A Question Answering BI paradigm also provides us with complete transparency on what business is looking for. Not clicks or clueless hovering, but actual questions. Data teams are able to investigate exactly how users interact with their data products - like which questions business users are asking or which data attribute most people ask for but is not yet available.

I have read countless great articles about how data teams try to go around their blindness on how their data products are (not) being used. Interviews, workshops, video tutorials, trying to analyze the metadata from Metabase etc. I believe this transparency needs to be a first-class citizen in a BI solution, so that you as a Head of Questions & Answers can really have a good understanding of which questions are being asked, which are being answered and which we need more data for. A solution that focuses on the interface between business users, data teams and data itself. Of course, it won't substitute a good interview with business users. But isn't it ironic that as data teams, gatekeepers of all the data on how the products we sell are being used, we are usually blind to how our own data products are being used?

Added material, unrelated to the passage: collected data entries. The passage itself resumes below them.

PR #848, opened 2019-11-12
Document Ruby compatibility change in changelog

ivy:
Hello! 👋 This is a quick addition to the changelog to document the recent change in Ruby support.

From what I've been able to verify, it looks like 0.33.0 was the last time Ruby < 2.4 was supported. Introduced in #834 and verified with:

```
$ git tag --contains bc573bf98 | head -n1
0.33.0
```

### DIFF
--- a/CHANGELOG.md
+++ b/CHANGELOG.md
@@ -137,7 +137,6 @@
 
 # 0.33.0
 * Breaking changes:
-  * Dropped support for Ruby versions older than 2.4.
   * Deleted `urlshortener_v1`
 * Backwards compatible changes:
   * Updated `accessapproval_v1beta1`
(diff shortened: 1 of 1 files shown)


CHANGELOG.md
```diff
@@ -137,6 +137,7 @@
 
 # 0.33.0
 * Breaking changes:
+  * Dropped support for Ruby versions older than 2.4.
```
blowmage: I don't know that I would list this as a breaking change. We haven't considered this to be breaking for other gems.

ivy: How about listing it under a new *Backwards incompatible changes* section? While it isn't necessarily a breaking change, it's still a pretty big change in support.

blowmage: We have used "Other" to describe this change in the Google Cloud Platform gems.

https://github.com/googleapis/google-cloud-ruby/releases/tag/stackdriver/v0.16.0

This isn't an API change like most of the changes listed.

ivy: That works for me. 😄

blowmage:
@dazuma You okay with these changes?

This blindness leads us to overbuild reports with data we don't need, to answer questions we don’t have and to prioritize requests based on rank. Transparency allows us to start small and build based on real needs: the unbiased questions from our organization. It may assist us in the transition from a JIRA ticket-based, reactive, service team to a more proactive, missionary, data product team.

And if analytics is as much about asking questions as it is about answering them, then how can we democratize the "question asking" skill within our organization? Maybe a paradigm focused on questions could help us distribute better this knowledge. Maybe it could assist us in asking questions based on what was already asked on the same dataset or inside the organization, taking business users by the hand instead of just enabling them to "do things by themselves". Maybe it could encode best practices on what and how to ask. How would this impact our organization's "question asking" culture? Would it free our curiosity? Change our processes?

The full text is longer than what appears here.